Mars 2018, après avoir coordonné 6 sessions du GdP-Lab du MOOC de Gestion de Projet de l’Ecole Centrale d’ingénieurs de Lille , Virginie GUIGNARD LEGROS fondatrice de The COCÖÖÖN Matrix consortium et son équipe de 25 personne ont d’abord créé un incubateur en ligne pour leurs alumni, puis une association COCÖÖÖN organizations pour aider les innovateurs.

Juillet 2018, Madame GUIGNARD LEGROS, dans le cadre d’un concours Xprize, a conçu un programme appelé REED pour aider les communautés des fermiers les plus pauvres de la planète à sortir de leur extrême pauvreté.

Décembre 2018, 2 associations la CJPVGCI et le NIDE regroupant des populations de victimes de guerre de la Ville de Daloa et dans les cinq régions que sont le Haut Sassandra, les départements de Daloa, Issia, Vavoua et Zoukougbeu , en Côte d’Ivoire, ont signé un contrat avec COCÖÖÖN organizations faire de la recherche et du dispatch éthique de fonds. De janvier à mars 2019, un programme autour de la résilience commence à se structurer par The COCÖÖÖN Matrix consortium pour cette communauté de 47 000 personnes.

Mars 2019, un événement est organisé par ces deux même associations dans la Ville de Daloa, 3ème ville de Côte d’Ivoire en présence de 2000 personnes, des représentants ministériels, les représentants de toutes les religions et communautés traditionnelles de Côte d’Ivoire. Ce fut la première fois depuis près de 50 ans qu’une assemblée regroupait toutes ces communautés sous un même toit. Tous ont signé la création du premier centre de résilience en Afrique dédié à la paix : “un coeur pour tous”.
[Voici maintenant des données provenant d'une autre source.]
PR #3526, opened 2026-02-11
Validate kana fields and romaji business name for Japanese Stripe accounts

gianfrancopiana:
Issue antiwork/gumroad-private#126

## Problem

Japanese creators get cryptic Stripe errors when submitting payment settings with invalid characters in kana fields (e.g., kanji or full-width parentheses instead of katakana) or Japanese characters in the legal business name field. Stripe rejects these values but the error messages are unhelpful, leaving users stuck.

## Approach

Added client-side and server-side validation for Japanese account fields:

- **Kana name fields** (first/last name, business name) must contain only katakana, spaces, dashes, and dots.
- **Kana address fields** (street address, building number) additionally allow latin characters and digits.
- **Legal business name** must be in romaji (latin characters) for Japanese accounts — Stripe requires this but previously we had no guardrail.

Validation runs on both the frontend (immediate feedback before form submission) and the backend model (`UserComplianceInfo`), so invalid data is caught regardless of how it's submitted. Placeholder text for kana inputs was updated to `カタカナ` to make the expected format obvious, and the business name label now says "Legal business name (Romaji)" for JP accounts.

Fixed a pre-existing bug where client-side validation error messages persisted across form resubmissions. If a user fixed a field and clicked save again, the old error message would still be shown (even if the new failure was a different field with no message). Now `clientErrorMessage` is cleared at the start of each validation pass.

## Before/After

Before:
CleanShot 2026-02-11 at 16 33 22@2x

After:
CleanShot 2026-02-11 at 16 35 46@2x

CleanShot 2026-02-11 at 16 50 54
---


app/javascript/pages/Settings/Payments/Show.tsx
```diff
@@ -41,6 +41,14 @@ import { WithTooltip } from "$app/components/WithTooltip";
 
 import logo from "$assets/images/logo-g.svg";
 
+const KANA_NAME_REGEX = /^[\u30A0-\u30FF\u31F0-\u31FF\uFF65-\uFF9F\s\-.]*$/u;
+const KANA_ADDRESS_REGEX = /^[\u30A0-\u30FF\u31F0-\u31FF\uFF65-\uFF9F\p{Script=Latin}\d\s\-.]*$/u;
+
+const KANA_NAME_ERROR = "may only contain katakana characters, spaces, dashes, and dots.";
+const KANA_ADDRESS_ERROR = "may only contain katakana, latin characters, digits, spaces, dashes, and dots.";
+
+const HAS_JAPANESE_CHARS = /[\u3000-\u303F\u3040-\u309F\u30A0-\u30FF\u4E00-\u9FFF\uFF65-\uFF9F]/u;
```
hchhabra, line 50:
```suggestion
const JAPANESE_CHARS_REGEX = /[\u3000-\u303F\u3040-\u309F\u30A0-\u30FF\u4E00-\u9FFF\uFF65-\uFF9F]/u;
```

app/models/user_compliance_info.rb
```diff
@@ -182,6 +187,45 @@ def handle_compliance_info_request
       UserComplianceInfoRequest.handle_new_user_compliance_info(self)
     end
 
+    def kana_fields_format
+      return if country_code != Compliance::Countries::JPN.alpha2
```
hchhabra, line 191:
```suggestion
      return unless legal_entity_country_code == Compliance::Countries::JPN.alpha2
```
?

app/models/user_compliance_info.rb
```diff
@@ -182,6 +187,45 @@ def handle_compliance_info_request
...
+        value = send(field)
+        next if value.blank?
+        next if value.match?(regex)
+        errors.add(:base, "#{label} may only contain #{allowed_description}")
+      end
+    end
+
+    def business_name_romaji_format
+      return if country_code != Compliance::Countries::JPN.alpha2
+      return if !is_business?
```
hchhabra:
```suggestion
      return unless business_country_code == Compliance::Countries::JPN.alpha2
      return unless is_business?
```

hchhabra (approved):
@gianfrancopiana _a, couple of minor comments below, looks good to me otherwise!

app/javascript/pages/Settings/Payments/Show.tsx
gianfrancopiana: `HAS_JAPANESE_CHARS` is intentionally named differently because it serves a different purpose than the `_REGEX` constants. 

`HAS_JAPANESE_CHARS` has no anchors – it's a presence check that tests whether a string contains any Japanese characters. At the call site it reads as: `HAS_JAPANESE_CHARS.test(value)` → "has Japanese chars?" 

Renaming it to `JAPANESE_CHARS_REGEX` would lose that semantic distinction.

app/models/user_compliance_info.rb
gianfrancopiana: `unless`: our CONTRIBUTING.md says "Avoid `unless`", so I'll keep `return if !=`.

`legal_entity_country_code` returns `business_country_code` for business users – which means individual kana fields would be validated based on the business's country rather than the individual's. I'll keep `country_code` here since it's the individual's country that determines whether kana fields are shown in the UI. (In practice both are always Japan, but I think `country_code` is more correct semantically.)

app/models/user_compliance_info.rb
gianfrancopiana: Good catch! Switched to `business_country_code` since we're validating the business name. Kept `return if !=` per our CONTRIBUTING.md.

Décembre 2020, L’organisation change de nom et unifie ses BRANDS sous le nom de : REGENERATION MATRIX. Ceci afin de bien se séparer des velléités d’anciens groupes séparatistes sans éthique de l’organisation mère et surtout afin de préparer le nouveau départ vers la professionnalisations des structures qui avaient été strictement bénévoles jusqu’à fin 2020.

Depuis, REGENERATION MATRIX group est un consortium qui essaime à travers l’Afrique , l’Inde et l’Occident. Ce sont toujours des ONG en place qui demandent à pouvoir bénéficier de ses programmes ou qui ont un problème qu’ils n’arrivent pas à résoudre et donc demandent notre expertise.